I drink, 2-3 cups of Turkish coffe (not that I am a Turk) first thing in the morning, on the front porch, weather permiting!


----------



## Pappy (Nov 20, 2013)

One cup, from the Keurig, early in am and one in afternoon. Usually a Dunkin Donuts blend. Anymore gets my gurd going and it's not worth suffering all day with that.


----------



## rkunsaw (Nov 20, 2013)

Our 12 cup coffee maker which only makes 7 1/2 cups is usually emptied every day by the two of us.

BTW how do coffee makers get by with calling 5 ounces. Our old coffee maker was almost as bad. They said a cup was 6 ounces.

Instead of worrying about obamacare, government spying, corrupt politicians, and other minor things we should be up in arms about real problems that affect us all.

A cup is 8 ounces Everyone call your representative now.


----------



## Katybug (Nov 20, 2013)

rkunsaw said:


> Our 12 cup coffee maker which only makes 7 1/2 cups is usually emptied every day by the two of us.
> 
> BTW how do coffee makers get by with calling 5 ounces. Our old coffee maker was almost as bad. They said a cup was 6 ounces.
> 
> ...



RK, you don't understand....the rule is YOU HAVE TO BUY 6 OZ CUPS.  Toss those that hold 8 oz away, or you'll never get as much as promised.  You're welcome!


----------



## Katybug (Nov 20, 2013)

Pappy said:


> One cup, from the Keurig, early in am and one in afternoon. Usually a Dunkin Donuts blend. Anymore gets my gurd going and it's not worth suffering all day with that.

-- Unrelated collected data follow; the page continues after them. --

PR #966, opened 2017-06-26
Fix #918

### LINKED ISSUE #918: Add support for Dotty implicit by-name arguments
See http://dotty.epfl.ch/docs/reference/implicit-by-name-parameters.html and http://dotty.epfl.ch/docs/internals/syntax.html#types

allanrenucci:
Add support for Dotty implicit by-name arguments


scalameta/dialects/shared/src/main/scala/scala/meta/dialects/package.scala
```diff
@@ -68,6 +68,10 @@ import scala.compat.Platform.EOL
   // They are in Dotty, but not in Scala 2.12 or older.
   allowTraitParameters: Boolean,
 
+  // Are implicit by name parameters supported?
+  // They are in DOtty, but not in Scala 2.12 or older.
```
xeno-by: Typo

I do personal shopping for others and everyone has switched over to Dunkin Donuts brand for their Keurig.  They think it's the best on the market.  It really is excellent coffee, but I don't buy it for myself, only what's on sale.


----------



## JustBonee (Nov 20, 2013)

Dunkin is wonderful.  While shopping for my Dunkin Donuts coffee at the store one day, a woman came up beside me looking for the same.  She couldn't decide which to buy ... I suggested my favorite,  which is French Vanilla.  She said, "Oh, no, I can't ..I love it, but  my husband thinks that is only for women".  ..   I thought to myself .. so sorry,  as I picked up my bag and left... 

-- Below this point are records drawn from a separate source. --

Issue #973, opened 2017-06-27
InvariantFailedException when tokenising keyword after $ in interpolated string


allanrenucci:
```scala
scala> "s\"$class\"".tokenize
org.scalameta.invariants.InvariantFailedException: invariant failed:
when verifying curr.token.==(10).||(curr.token.==(21))
found that curr.token is not equal to 10
and also curr.token is not equal to 21()
  at org.scalameta.invariants.InvariantFailedException$.raise(Exceptions.scala:15)
  at scala.meta.internal.tokenizers.ScalametaTokenizer.emitContents$1(ScalametaTokenizer.scala:217)
  at scala.meta.internal.tokenizers.ScalametaTokenizer.loop$1(ScalametaTokenizer.scala:235)
  at scala.meta.internal.tokenizers.ScalametaTokenizer.uncachedTokenize(ScalametaTokenizer.scala:280)
  at scala.meta.internal.tokenizers.ScalametaTokenizer.tokenize(ScalametaTokenizer.scala:35)
  at scala.meta.internal.tokenizers.ScalametaTokenizer$$anon$2.apply(ScalametaTokenizer.scala:291)
  at scala.meta.tokenizers.Api$XtensionTokenizeDialectInput.tokenize(Api.scala:23)
  at scala.meta.tokenizers.Api$XtensionTokenizeInputLike.tokenize(Api.scala:12)
```
I am not sure what is the expected behaviour. Should it returns `Tokenized.Success` and then be rejected by the parser, or `Tokenized.Error`. I don't think it should throw an exception though.

Note that it works for `this` and identifiers.

xeno-by:
Crashing is definitely a wrong thing to do.

I'd say tokenization failure is allright. We fail tokenization if string literals are malformed, so it's kinda logical to also fail on malformed interpolations.

xeno-by:
@allanrenucci Have we fixed this in master?

allanrenucci:
It is fixed in #974 which isn't merged

PR #974, opened 2017-06-27
Fix bug in enum tokenization and #973

allanrenucci:


xeno-by:
Let's wait. I'll do my best to fix names tomorrow, and then we can merge
#907.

My late husband never drank coffee, so I have always bought my own choice when it came to coffee. .. and I  love that French Vanilla.


----------



## Jackie22 (Nov 20, 2013)

I like French Vanilla too, Boo's Mom, one day when I was still working, I took French Vanilla to work, thinking I'd give everyone a real treat....the men turned up their nose and wanted to know what happened to the coffee..lol


----------



## Pappy (Nov 20, 2013)

Never cared for favored coffee of any kind. Regular coffee with a little sugar and a touch of half and half.
I met my wife in the Oxford diner back in 55, over a cup of coffee. We both enjoy our "cup of joe", and still drink it the same way with cream and sugar.

We have had our Keurig quite some time now and really like the blend that we buy. I buy 160 cups at one time and this greatly reduces the price per cup. Approx 38 cents each. I buy the San Francisco Breakfast Blend and has a good coffee flavor. Down here, 2 medium Dunkins cost just under $4.00. I guess by today's standards this is a fair price but I'm from the ancient times when you drink all you wanted for 10 cents a cup.


----------



## Katybug (Nov 20, 2013)

Boo's Mom said:


> Dunkin is wonderful.  While shopping for my Dunkin Donuts coffee at the store one day, a woman came up beside me looking for the same.  She couldn't decide which to buy ... I suggested my favorite,  which is French Vanilla.  She said, "Oh, no, I can't ..I love it, but  my husband thinks that is only for women".  ..   I thought to myself .. so sorry,  as I picked up my bag and left...
> 
> My late husband never drank coffee, so I have always bought my own choice when it came to coffee. .. and I  love that French Vanilla.



Guess you didn't know drinking French Vanilla would have made the husband behave more feminine, huh?  LOL, so silly!


----------



## JustBonee (Nov 20, 2013)

Jackie22 said:


> I like French Vanilla too, Boo's Mom, one day when I was still working, I took French Vanilla to work, thinking I'd give everyone a real treat....the men turned up their nose and wanted to know what happened to the coffee..lol



Well, since men don't like it, all the more for us!!


----------



## babyboomer (Nov 21, 2013)

It is Freekin' 100.AM Wedensday morning here. Mabe a cup of tea, and I'm off to bed


----------



## Diwundrin (Nov 21, 2013)

'Night OZ,  'Morning America,  welcome to 'yesterday' already Friday here.


----------



## Warrigal (Nov 21, 2013)

Still one of our many nocturnal species I see, Diwundrin.


----------



## Fern (Nov 21, 2013)

Diwundrin said:


> 'Night OZ,  'Morning America,  welcome to 'yesterday' already Friday here.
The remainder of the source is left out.